That's not what Sex Ed courses teach.



> I don't see how this is much different than teaching algebra ,  so how does teaching algebra lead to a nanny state?



It wouldn't be, if all it taught was biology.



> In fact education is the best defence against a nanny state, why else did totalitarian states first censure the educated classes?  Why did the USSR try to silence the various intellectuals that criticized it?



Education is an excellent preventative.  Indoctrination is not.  The USSR indoctrinated.

http://www.washingtonpost.com/wp-dyn/content/article/2007/03/17/AR2007031701123.html



> In Seattle public schools, sexual orientation is taught in ninth-grade health class, a one-day session that uses vignettes about fictitious teens to illustrate same-sex and opposite-sex attraction. But the topic can arise as early as grade 5, in discussions on the many changes that accompany puberty.
> ...
> At the same time, school systems in politically liberal communities are expanding the lexicon of sex and gender identity in health classes. Homosexuality is one of many topics covered under the umbrella of "comprehensive" sex education, which teaches students how to be comfortable with their sexuality and safe in sexual practice.



Is that about how to avoid becoming pregnant?

All of these issues fall under the purview of 'Sex Ed'.  Only a very few of them are pure science and devoid of personal morals and belief systems.  Biology classes easily cover the former.

Education is great.  Mandated education about preferred behavior is not education as such, it is behavior-modification in order to obtain a desired social outcome.  That's called indoctrination.

Freedom is not something the government teaches to children over the objection of their parents.  You talk about the USSR and repressive regimes, that's it right there.


----------



## MJS (Aug 17, 2010)

Bill Mattocks said:


> Yes, my suggestion is that parents step up, or we suffer the consequences. This is basic to freedom. It is not acceptable (to me) to argue that because parents won't, the government must. There is a third option; it's called failing. Freedom means freedom to suck too.


 
Bill, you keep going back to freedom.  I think its safe to say I've said parents are free to do as they wish.  As long as they're willing to accept the fact that their child may be a mom or dad alot sooner than they planned, and the parents will become grandparents sooner than they planned.  

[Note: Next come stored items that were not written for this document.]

PR #2097, opened 2022-09-23
[SG-671] OTP Menu Screen causes Crash on Android

andrebispo5:
## Type of change
- [X] Bug fix
- [ ] New feature development
- [ ] Other

## Objective

User was not able to enter the ´Verification codes´ screen because the app was crashing. The crash was due to otpauth url having a bad format making the function to calculate the period throw an exception.

## Code changes

Added protection against exception on the calc of the period, defaulting it to 30 seconds rotation.
**src/App/Pages/Vault/GroupingsPage/GroupingsPageTOTPListItem.cs:** removed calculation and variable that wasn't being used.

## Before you submit


src/Core/Utilities/CoreHelpers.cs
```diff
@@ -183,24 +184,31 @@ public static Uri GetUri(string uriString)
...
+                    {
+                        dict.Add(key, parts[1] == null ? string.Empty : System.Net.WebUtility.UrlDecode(parts[1]));
+                    }
                 }
             }
+            catch (Exception ex)
+            {
+                LoggerHelper.LogEvenIfCantBeResolved(ex);
+            }
             return dict;
```
fedemkr, line 212: I wonder if [HttpUtility.ParseQueryString(...) ](https://learn.microsoft.com/en-us/dotnet/api/system.web.httputility.parsequerystring?redirectedfrom=MSDN&view=net-6.0#System_Web_HttpUtility_ParseQueryString_System_String_) would be the same for this.

Just to check that it's specific for query strings so you can't pass the full uri or there may some problems.
```c#
string uriString = "https://www.google.com/search?q=bitwarden&oq=bitwarden&aqs=chrome.0.02&sourceid=chrome&ie=UTF-8";
var queryStringParams = uriString.Split("?").Last();
var queryStringNameValueCollection = HttpUtility.ParseQueryString(queryStringParams);
```

andrebispo5: Tried it out and it's for query strings, if you pass the full uri it will not parse the first item well.
To be honest i couldn't find the reason why the client wasn't able to parse the query params. Tried different combination to break it but without success. Ended up protecting with a try catch so at least he could see the 'verification codes' screen, and the rotation value default to 30s.

src/Core/Utilities/CoreHelpers.cs
```diff
@@ -191,9 +191,9 @@ public static Uri GetUri(string uriString)
                 var queryStringNameValueCollection = HttpUtility.ParseQueryString(queryStringParams);
                 foreach(var key in queryStringNameValueCollection.AllKeys)
                 {
-                    if (!dict.ContainsKey(key))
+                    if (key!= null && !dict.ContainsKey(key))
                     {
-                        dict.Add(key, queryStringNameValueCollection[key] == null ? string.Empty : System.Net.WebUtility.UrlDecode(queryStringNameValueCollection[key]));
+                        dict.Add(key, queryStringNameValueCollection[key]);
                     }
                 }
```
fedemkr, line 198: As it states in the docs, `ParseQueryString` already takes care of repeating keys that are consolidated into one entry on the `NameValueCollection` with comma separated values, so the if check is not necessary and there can't be `null` keys. So this can be written as:
```c#
return queryStringNameValueCollection.AllKeys.ToDictionary(k => k, k => queryStringNameValueCollection[k]);
```
Then remove creating the dict at the top and return an empty Dictionary in the catch just in case

fedemkr (changes requested):

src/Core/Utilities/CoreHelpers.cs
```diff
@@ -182,26 +184,17 @@ public static Uri GetUri(string uriString)
 
         public static Dictionary<string, string> GetQueryParams(string urlString)
         {
-            var dict = new Dictionary<string, string>();
-            if (!Uri.TryCreate(urlString, UriKind.Absolute, out var uri) || string.IsNullOrWhiteSpace(uri.Query))
```
fedemkr, line 186: I'd re-add this check again to check that the uri is valid and if not just early return an empty Dict

src/Core/Utilities/CoreHelpers.cs
```diff
@@ -182,26 +184,17 @@ public static Uri GetUri(string uriString)
...
+            try
             {
-                return dict;
+                var queryStringParams = urlString.Split('?').Last();
+                var queryStringNameValueCollection = HttpUtility.ParseQueryString(queryStringParams);
```
fedemkr, line 190: Sorry I missed the above uri creation, but we could even simplify this to use 
```c#
var queryStringNameValueCollection = HttpUtility.ParseQueryString(uri.Query);
```
I made a few tests and it seems to work, keep in mind that `uri.Query` includes a "?" at beginning.

fedemkr (changes requested):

I'll go back to other things that're taught, such as history, math, science, etc.  What if the parents didn't like the way history was taught in school?  Fact is, there is little they can do to control whats taught, with the exception of home schooling.  Even in a private school, its possible there may be things the parents dont like.  

I dont believe I've ever said the school should be the sole source.  I simply said that no matter who teaches it to the kids, someone should, as its something that could have a devastating effect on the kids life.  





> See my note about 'reasonable'. You don't see anything wrong with it. Many parents do. Their opinions don't matter?


 
See above. I think this is the way you are reading into it.  





> Yes, they would. And many parents think that teaching them about it is the same as encouraging them to do it, especially when accompanied by making free birth control and STD prevention available.
> 
> And some argue that it is far worse than teaching abstinence.
> 
> http://www.cnn.com/2010/HEALTH/02/02/abstinence.study/index.html


 
And what the closet dwellers fail to see, is that at some point in the kids life, they will do it.  As I said, imagine this....parents raise their little princess to remain a virgin until she gets married.  Fine, I have no issue with that.   The Princess is marrying a wonderful Prince, who is also a virgin.  Again, I am perfectly ok with this.   Wedding night comes, and they decide to celebrate and have sex for the very first time.  But, due to their lifestyle, ie: jobs, they like to go out and party 4 nights a week, etc., they dont want kids right now.  Neither the princess or prince, know anything about bc because mom and dad were too proud to teach them.  Now what?  

And for what its worth, I had the birds and the bees chat with my mom.  I had the chat about drinking and driving, drugs, the effects this stuff can have on not only the person ingesting it, but on the family, God forbid I drink/drive and get killed.  I thank God every day for the way my mother raised me.  She wasn't so closed minded to think that her son would never have sex before marriage or heaven forbid drink at a party.  I'm still alive today Bill.  No STDs, no little babies, no DUIs, yet I still went to a party, still hung with my friends, still had sex.  Its a shame more people dont see the value in educating their kids.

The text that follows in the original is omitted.